# Our gang yesterday



## Jonescat (Feb 5, 2012)

OH had the camera out yesterday and so here are some pics of my gang. The kittens are 7 months now, and full of beans, and keeping my older boy on his toes. Also trying a different way of showing pics so I hope this works...

http://www.petforums.co.uk/members/jonescat-albums-gang-yesterday.html


----------



## tylow (Feb 11, 2009)

Lovely cats


----------



## colliemerles (Nov 2, 2007)

_what lovely pictures, they are gorgeous cats,_


----------



## jenny armour (Feb 28, 2010)

at last some wegies, i wonder where you had all gone. lovely babies they're getting big


----------



## MCWillow (Aug 26, 2011)

Wow, they are all gorgeous - I love the colours on Heimdall


----------



## Jonescat (Feb 5, 2012)

Thanks everyone. I think the Wegie lovers are a small and select bunch on this forum compared to some of the other breeds! I did notice Cazzer is getting two more soon which will boost the numbers a bit. I will try and get a photo of Heimdall's tummy for you MCWillow, as it is a gorgeous colour - not really sure what to call it but shades of fawn I think with spots! Jenny - yes, they are getting big and Fred is going to be the biggest of the three I think.


----------



## jenny armour (Feb 28, 2010)

Dont worry jonescat i will be putting pictures of my two youngest on next week, when they turn one year old


----------



## Jonescat (Feb 5, 2012)

Looking forward to it


----------



## DENISE R (Apr 16, 2012)

They soooo cute and yes they look VERY big.


----------



## Cazzer (Feb 1, 2010)

they are all lovely wegies, I do have a soft spot for Heimdall though


----------



## jenny armour (Feb 28, 2010)

Cazzer said:


> they are all lovely wegies, I do have a soft spot for Heimdall though


have your got any names lined up for your babies casser?


----------



## jenny armour (Feb 28, 2010)

sorry i mean cazzer


----------



## Cazzer (Feb 1, 2010)

jenny armour said:


> have your got any names lined up for your babies casser?


yes Jenny. It was the easiest we've ever found getting names!!! The litter are all named after Iris varieties. My two being 'Lion King' and 'Rainbow Goddess'. Their pet names are going to be Kgosi [which is South African for King] and Keshet [which is Hebrew for rainbow]. My OH was adamant their names should began with K to go along with Kalle, Kyrre, Kaisa and Karlo. I never thought he would like the names but he did!


----------



## Cazzer (Feb 1, 2010)

jenny armour said:


> my two youngest next week, when they turn one year old


my Karlo and Kaisa will be two this week!


----------



## Jonescat (Feb 5, 2012)

I have read all the warnings about Wegies being addictive and I am now wondering how you know you are an addict. I mean I don't think I could give them up or anything....but I don't think it's a problem, I have certainly built up a tolerance, they are taking over my life....but with you two it's at another level, I am in awe of the organisational skills of people with big cat families.

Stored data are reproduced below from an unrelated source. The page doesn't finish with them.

PR #728, opened 2021-01-08
Add password module for hashing on the client side.

jeff-davis:
Hashing a password on the client side is useful so that you can set
a user's password without ever sending it in plain text to the
server. This avoids leaking passwords in the log or elsewhere.

### DIFF
--- a/postgres-protocol/src/password/mod.rs
+++ b/postgres-protocol/src/password/mod.rs
@@ -1,0 +1,104 @@
+//! Functions to encrypt a password in the client.
+//!
+//! This is intended to be used by client applications that wish to
+//! send commands like `ALTER USER joe PASSWORD 'pwd'`. The password
+//! need not be sent in cleartext if it is encrypted on the client
+//! side. This is good because it ensures the cleartext password won't
+//! end up in logs pg_stat displays, etc.
+
+use crate::authentication::sasl;
+use hmac::{Hmac, Mac, NewMac};
+use md5::Md5;
+use rand::RngCore;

Anyway here is a picture of Heimdall's tummy, carefully combed so you can make out the spots. He was much spottier when he was a tiny kitten but they don't show so well now he's all fluffy.


----------



## jenny armour (Feb 28, 2010)

he is a beautiful colour jonescat, what colour is he on his pedigree?
well because i already have four raggies two rescues and five wegies i have got to stop for a while, but yes they are addictive. i just love the way they have got on so well with the raggies, so amenable


----------



## Jonescat (Feb 5, 2012)

Thankyou Jenny. He hasn't got a pedigree to look at but the plan was for his breeder to get him assessed by someone else pre-registration as his breeder thought he was a silver (mackerel) tabby but wasn't sure. Then her life seemed to go very wrong and we got kittens but not the pedigree. Still in two minds about the reasons for this after 6 years, but we weren't breeding or showing so went with it.


----------